# The Physical World I

Spring 2005
MWF 11:30

Instructor: Dr. Bruce Law, CW 327, Tel: 532-1618.

# EXERCISES OF Home Work 6

## E4. Change in momentum = force x time. The change in momentum to stop the gymnast remains the same. The best way to stop the gymnast is therefore to apply a small force over a long time by using thick floor mats.

E8. On the moon the lunar vehicle's mass m remains the same, hence it's momentum p=mv remains the same.

E16. Change in momentum = force x time. The change in momentum to stop the punch remains the same. If you apply the punch with a bare fist, the interaction time is short and therefore the force is large. However, with a boxing glove the interaction time is long and therefore the force is smaller.

# PROBLEMS OF Home Work 6

P2. Change in momentum = mv(final) - mv(initial) = Ft. Therefore the braking force F=(mv(final)-mv(initial))/t = (0-1000x20)/10 = -2000N.

P4. Question (a) can be answered. Impulse = Ft = change in momentum. For this situation the change in momentum = (0-1000x30) = -30,000kg m/s. Question (b) cannot be answered because the interaction time t with the ground is not known.

P5. Momentum of the caught ball is (0.15kg)(40m/s) = 6.0 kg m/s.

(a)          The impulse to produce this change of momentum has the same magnitude, i.e. 6.0 kg m/s.

(b)          From Ft = Dmv, F = Dmv/t = (6.0 kg m/s)/0.03s = 200N.

P9. Momentum(before) = momentum(after)

(5kg)(1m/s) + (1kg)V = 0

Therefore V = -5m/s.

So if the little fish approaches the big fish at 5m/s, the momentum after lunch will be zero.

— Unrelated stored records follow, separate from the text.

PR #1740, opened 2026-05-11
Clear customEvents between chunks

alevymyers:
### Description

Add `customEvents.clear()` alongside `types.clear()` and `typesByName.clear()` when `JfrReader` moves to the next chunk. `customEvents` is keyed by chunk-scoped JFR type ID's (`typesByName()`), and without clearing it on new chunks, it can become stale. 

### Caveat 

This adds a burden to the caller for custom events. After this change, an entry added by an external caller is wiped at every chunk boundary, because `cacheEventTypes()` only re-registers the events hardcoded in `JfrReader`. Callers that register custom events in multi-chunk recordings will need to re-call `registerEvent` after each chunk. 

If that is acceptable, I think the patch solves the stale ID problem. If not, I can add a implementation to store, and re-register custom events if you think its the responsiblity of `JfrReader` to do it.

---

### DIFF
--- a/src/converter/one/jfr/JfrReader.java
+++ b/src/converter/one/jfr/JfrReader.java
@@ -65,6 +65,18 @@ public class JfrReader implements Closeable {
 
     private final Dictionary<Constructor<? extends Event>> customEvents = new Dictionary<>();
 
+    private final Map<String, Class<? extends Event>> registeredEvents = new HashMap<>();
+
+    // The following classes are instantiated reflectively.
+    // Make sure to list them in reachability-metadata.json.
+    {
+        registeredEvents.put("jdk.CPULoad", CPULoad.class);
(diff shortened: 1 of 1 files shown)


apangin:
Thank you for your proposal. I think the caveat you've mentioned is really important. Unfortunately, this change breaks a legit and most common use case when a JFR recording consists of homogeneous chunks.

alevymyers:
Ok, thank you for the response. See 4d033c5c49bda48f4234230f511aa4d9acfac4cb, where I've added a persistent Map storing the registered events, including the five built-ins. On every chunk transition, the map is iterated to re-build the `customEvents` `Dictionary` with the current chunk's type ID's.

apangin:
Thanks. I've merged a refactored version of your changes.

Issue #2007, opened 2015-09-08
config schema allows for `detach` field


dnephin:
I see `detach: {type: boolean}` in `fields_schema.json`, but I don't see it referenced in the docs or code (it's a cli param for `run`, but not a config param).

Was this added by mistake? I think we should remove it.

aanand:
Yeah, that looks wrong to me.

PR #2017, opened 2015-09-09
Remove mistaken field

mnowster:
detach is a run param, not a config param. Oops, sorry!

Fixes https://github.com/docker/compose/issues/2007


dnephin:
LGTM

P10. The initial total momentum for this problem is p(i) = 0 kg m/s. The final total total momentum p(f) = m(super)v(super)+1000m(super)v(asteroid) where we have used the fact that m(asteroid) = 1000m(super). According to conservation of momentum p(i) = p(f), therefore, after a little algebra Superman's speed would be v(super) = -1000v(asteroid) = -1000x800 = -800,000 m/s.